-- Opening Marker --

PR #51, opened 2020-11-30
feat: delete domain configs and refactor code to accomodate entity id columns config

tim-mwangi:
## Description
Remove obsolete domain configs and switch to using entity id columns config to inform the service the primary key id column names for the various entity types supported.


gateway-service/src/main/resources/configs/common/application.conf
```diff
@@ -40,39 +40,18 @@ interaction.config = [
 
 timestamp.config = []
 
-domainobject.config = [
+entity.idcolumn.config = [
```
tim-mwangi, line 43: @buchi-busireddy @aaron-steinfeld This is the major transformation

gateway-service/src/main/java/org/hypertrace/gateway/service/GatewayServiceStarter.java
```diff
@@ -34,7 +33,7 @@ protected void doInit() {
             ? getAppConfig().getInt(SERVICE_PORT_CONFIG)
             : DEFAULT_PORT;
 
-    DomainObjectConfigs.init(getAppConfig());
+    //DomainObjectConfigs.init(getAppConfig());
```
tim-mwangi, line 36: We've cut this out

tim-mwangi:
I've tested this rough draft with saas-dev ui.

-- Closing Marker --
-- Opening Marker --

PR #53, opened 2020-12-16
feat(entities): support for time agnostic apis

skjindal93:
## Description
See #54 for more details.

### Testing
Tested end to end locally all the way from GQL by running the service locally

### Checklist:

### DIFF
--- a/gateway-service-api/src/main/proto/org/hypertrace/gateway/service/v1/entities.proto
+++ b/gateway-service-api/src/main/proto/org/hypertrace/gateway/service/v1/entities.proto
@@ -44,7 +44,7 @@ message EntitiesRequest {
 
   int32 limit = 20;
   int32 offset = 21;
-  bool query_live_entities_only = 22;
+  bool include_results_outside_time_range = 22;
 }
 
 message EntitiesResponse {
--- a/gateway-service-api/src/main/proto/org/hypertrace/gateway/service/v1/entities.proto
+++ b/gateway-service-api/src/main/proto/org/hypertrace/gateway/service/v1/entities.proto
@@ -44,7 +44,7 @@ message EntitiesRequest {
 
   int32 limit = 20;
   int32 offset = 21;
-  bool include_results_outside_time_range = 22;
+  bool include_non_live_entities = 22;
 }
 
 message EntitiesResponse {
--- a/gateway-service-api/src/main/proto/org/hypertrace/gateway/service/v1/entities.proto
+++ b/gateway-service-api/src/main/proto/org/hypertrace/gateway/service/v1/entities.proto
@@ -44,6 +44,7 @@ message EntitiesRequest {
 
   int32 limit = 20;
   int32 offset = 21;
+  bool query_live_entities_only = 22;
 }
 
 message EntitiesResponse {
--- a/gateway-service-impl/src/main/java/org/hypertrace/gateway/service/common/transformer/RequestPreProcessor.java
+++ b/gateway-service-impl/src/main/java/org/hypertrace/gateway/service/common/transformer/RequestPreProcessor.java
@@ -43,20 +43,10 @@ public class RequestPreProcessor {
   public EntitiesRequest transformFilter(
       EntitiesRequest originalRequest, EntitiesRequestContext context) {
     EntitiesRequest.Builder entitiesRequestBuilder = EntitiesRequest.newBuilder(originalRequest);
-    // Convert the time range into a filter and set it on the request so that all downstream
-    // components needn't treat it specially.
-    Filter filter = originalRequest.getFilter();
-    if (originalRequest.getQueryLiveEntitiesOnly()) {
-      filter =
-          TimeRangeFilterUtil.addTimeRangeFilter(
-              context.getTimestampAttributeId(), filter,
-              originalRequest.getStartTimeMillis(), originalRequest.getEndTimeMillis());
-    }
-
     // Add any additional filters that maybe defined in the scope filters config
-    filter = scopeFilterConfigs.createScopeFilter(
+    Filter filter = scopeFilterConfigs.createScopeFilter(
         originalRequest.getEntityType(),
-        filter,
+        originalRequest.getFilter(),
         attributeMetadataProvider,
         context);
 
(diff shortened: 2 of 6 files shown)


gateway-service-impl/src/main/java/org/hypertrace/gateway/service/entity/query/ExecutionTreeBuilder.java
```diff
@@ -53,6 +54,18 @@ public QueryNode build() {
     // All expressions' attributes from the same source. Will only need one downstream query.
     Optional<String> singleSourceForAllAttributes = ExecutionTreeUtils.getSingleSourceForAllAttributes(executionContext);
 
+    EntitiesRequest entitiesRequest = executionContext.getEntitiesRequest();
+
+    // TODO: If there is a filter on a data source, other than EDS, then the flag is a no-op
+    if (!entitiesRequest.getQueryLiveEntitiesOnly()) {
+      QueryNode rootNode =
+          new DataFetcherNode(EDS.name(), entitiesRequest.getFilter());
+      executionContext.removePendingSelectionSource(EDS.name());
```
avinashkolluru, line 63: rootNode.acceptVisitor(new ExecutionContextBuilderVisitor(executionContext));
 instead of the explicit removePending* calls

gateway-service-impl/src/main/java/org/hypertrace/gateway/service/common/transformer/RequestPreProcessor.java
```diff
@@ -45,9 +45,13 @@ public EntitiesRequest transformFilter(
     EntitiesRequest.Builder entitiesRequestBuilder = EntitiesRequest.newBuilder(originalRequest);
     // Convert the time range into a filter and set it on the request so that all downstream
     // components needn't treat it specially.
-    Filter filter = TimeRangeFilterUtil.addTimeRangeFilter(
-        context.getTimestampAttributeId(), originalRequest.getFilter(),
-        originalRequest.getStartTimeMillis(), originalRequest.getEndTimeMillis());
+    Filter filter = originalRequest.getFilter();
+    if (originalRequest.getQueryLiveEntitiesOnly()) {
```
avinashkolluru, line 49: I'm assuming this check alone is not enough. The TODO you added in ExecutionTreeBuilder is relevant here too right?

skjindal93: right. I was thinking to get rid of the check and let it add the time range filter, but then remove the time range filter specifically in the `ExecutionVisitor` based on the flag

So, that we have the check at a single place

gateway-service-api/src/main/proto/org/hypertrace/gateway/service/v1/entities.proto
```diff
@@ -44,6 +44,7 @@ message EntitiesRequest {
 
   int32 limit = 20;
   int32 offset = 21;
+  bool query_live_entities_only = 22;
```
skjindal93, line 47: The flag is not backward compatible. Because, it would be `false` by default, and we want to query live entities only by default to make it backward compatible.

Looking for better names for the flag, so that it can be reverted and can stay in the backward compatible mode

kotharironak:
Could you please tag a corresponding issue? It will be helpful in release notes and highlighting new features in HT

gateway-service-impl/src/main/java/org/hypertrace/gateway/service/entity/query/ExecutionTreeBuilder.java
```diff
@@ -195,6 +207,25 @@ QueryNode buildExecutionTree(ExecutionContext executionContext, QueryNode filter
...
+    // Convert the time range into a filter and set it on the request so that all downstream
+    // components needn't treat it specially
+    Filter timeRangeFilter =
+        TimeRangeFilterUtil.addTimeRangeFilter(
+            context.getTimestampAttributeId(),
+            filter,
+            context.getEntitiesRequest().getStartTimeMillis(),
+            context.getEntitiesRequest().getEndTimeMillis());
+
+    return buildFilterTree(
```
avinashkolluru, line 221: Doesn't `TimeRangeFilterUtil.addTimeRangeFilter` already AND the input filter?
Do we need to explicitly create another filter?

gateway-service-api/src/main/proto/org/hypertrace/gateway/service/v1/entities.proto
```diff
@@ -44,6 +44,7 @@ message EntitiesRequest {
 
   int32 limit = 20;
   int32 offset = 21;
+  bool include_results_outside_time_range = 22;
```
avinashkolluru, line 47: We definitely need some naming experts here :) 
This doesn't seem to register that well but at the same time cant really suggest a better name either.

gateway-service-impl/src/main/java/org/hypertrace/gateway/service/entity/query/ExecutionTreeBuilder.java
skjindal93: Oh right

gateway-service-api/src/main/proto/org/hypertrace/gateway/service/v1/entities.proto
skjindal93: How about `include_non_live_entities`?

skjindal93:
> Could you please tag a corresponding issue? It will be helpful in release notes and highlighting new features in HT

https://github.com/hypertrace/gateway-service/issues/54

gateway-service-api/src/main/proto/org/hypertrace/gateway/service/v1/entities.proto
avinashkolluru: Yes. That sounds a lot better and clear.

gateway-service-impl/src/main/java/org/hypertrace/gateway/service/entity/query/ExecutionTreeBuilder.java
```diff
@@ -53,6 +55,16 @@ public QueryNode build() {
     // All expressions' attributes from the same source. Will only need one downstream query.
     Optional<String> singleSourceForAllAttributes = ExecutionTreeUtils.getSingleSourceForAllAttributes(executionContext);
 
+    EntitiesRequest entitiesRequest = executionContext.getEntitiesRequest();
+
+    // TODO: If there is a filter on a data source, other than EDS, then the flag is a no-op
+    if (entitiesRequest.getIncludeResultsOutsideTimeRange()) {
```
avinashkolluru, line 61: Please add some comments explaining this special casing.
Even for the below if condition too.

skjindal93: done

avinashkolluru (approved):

-- Closing Marker --

• **Task description**:
Which of the lines above carry the string "notes"? Pick them out and copy them.

• **Written reply**:
Could you please tag a corresponding issue? It will be helpful in release notes and highlighting new features in HT
> Could you please tag a corresponding issue? It will be helpful in release notes and highlighting new features in HT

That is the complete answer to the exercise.